Dizem por aí, nos cafezinhos e corredores, que a IA chegou para rebaixar todo mundo a júnior. A piada é boa, mas acredito que errou o alvo: desta vez, a revolução tecnológica precisa de quem tem mais quilometragem. E não é saudosismo, é estratégia.
A inteligência artificial é um paradoxo entre o gênio mais poderoso e o estagiário mais literal que já tivemos. Ela faz rigorosamente tudo o que você manda, inclusive aquela bobagem que pediu sem querer. Por isso mesmo, a vantagem não é de quem digita mais rápido, mas de quem sabe o que dizer.
É a diferença entre pedir “um bolo” e pedir “um bolo de chocolate meio amargo, quentinho, molhado, que lembre casa de vó”. A máquina não tem repertório afetivo. Ela entrega o que você pede. E saber pedir bem vem com tempo de estrada.
O clichê “mais importante que a velocidade é a direção” se faz cada vez mais relevante. Não basta a ferramenta, é preciso ter propósito, discernimento e aquilo que máquina nenhuma simula: bom gosto. A capacidade de olhar para um resultado tecnicamente perfeito e dizer: “está ótimo, mas falta um ziriguidum”.
O perigo? A grande pasteurização. Se todos usam as mesmas ferramentas e sussurram os mesmos “100 prompts incríveis para tirar o melhor do ChatGPT”, o resultado é um mundo de trabalhos irmãos siameses. Marcas com personalidade de parede branca.
Quem fareja essa armadilha é quem tem memória. Quem reconhece aquela “solução inovadora” como a mesma ideia de 2003 com roupa nova. A IA generativa democratizou a produção, é fato, mas o razoável virou o novo medíocre. Na era da abundância, a curadoria se torna muito mais valiosa. É o olho treinado. É a experiência que impede a máquina de inventar jurisprudência ou criar uma campanha ofensiva por falta de contexto. A máquina costura palavras, mas não entende o tecido social.
A gente adora um “ou”: homem ou máquina, dados ou criatividade. E se a resposta for uma soma? O papel do líder é manter esse equilíbrio. Entender que dados “e” criatividade andam juntos, que agilidade “e” consistência não são inimigas.
A liderança na era da IA não é sobre dominar a tecnologia, mas sobre orquestrar o todo. É ter visão para enxergar o que a máquina pode fazer e ter coragem para guiá-la e desafiá-la. O futuro não é para quem sabe apertar botões. O resultado da IA vem da qualidade do comando. E isso é especialidade de quem acumulou repertório. A ameaça não é a máquina. É o profissional experiente que decide que já sabe de tudo e se recusa a aprender.

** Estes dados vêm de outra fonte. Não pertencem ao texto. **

PR #259, opened 2017-02-10
Update encryption/decryption docstrings with optional nonces

felipedau:
As discussed in #254, the `Reference` sections in the docs should also be updated with optional nonces information. I noticed that the docstrings for the `decrypt` methods did not mention that the nonces could be omitted, so I updated those as well (I hope both changes belong to this PR). Let me know what you think about the wording. Is it clear?

Thanks!

### DIFF
--- a/docs/public.rst
+++ b/docs/public.rst
@@ -159,8 +159,9 @@ Reference
 
     .. method:: encrypt(plaintext, nonce, encoder)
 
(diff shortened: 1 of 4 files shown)


reaperhulk:
LGTM

felipedau:
On Thu, Feb 09, 2017 at 04:57:27PM -0800, Paul Kehrer wrote:
> LGTM

Thanks!

Issue #233, opened 2017-01-08
Expose Argon2


maqp:
[Libsodium documentation](https://download.libsodium.org/doc/password_hashing/the_argon2i_function.html) states they have included the Password Hashing Competition winner, [Argon2](https://www.cryptolux.org/images/0/0d/Argon2.pdf) and talk about it as "state of the art in the design of memory-hard functions". It would be a valuable addition to this toolkit as it's apparently much better than the current alternatives -- scrypt, bcrypt and PBDKF2-HMAC-SHA256. Please add this to API to allow easy password based encryption of data at rest with PyNaCl.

No fim, a inteligência artificial funciona como um megafone. Nas mãos de quem não tem o que dizer, amplifica o vazio. Mas para quem tem bagagem, visão e coragem de não se contentar com o óbvio, ela é a melhor parceira. Não se trata de ter medo da máquina, mas de extrair o melhor dela. É sobre quem transforma o que a tecnologia oferece em algo com alma. E isso é trabalho para gente grande.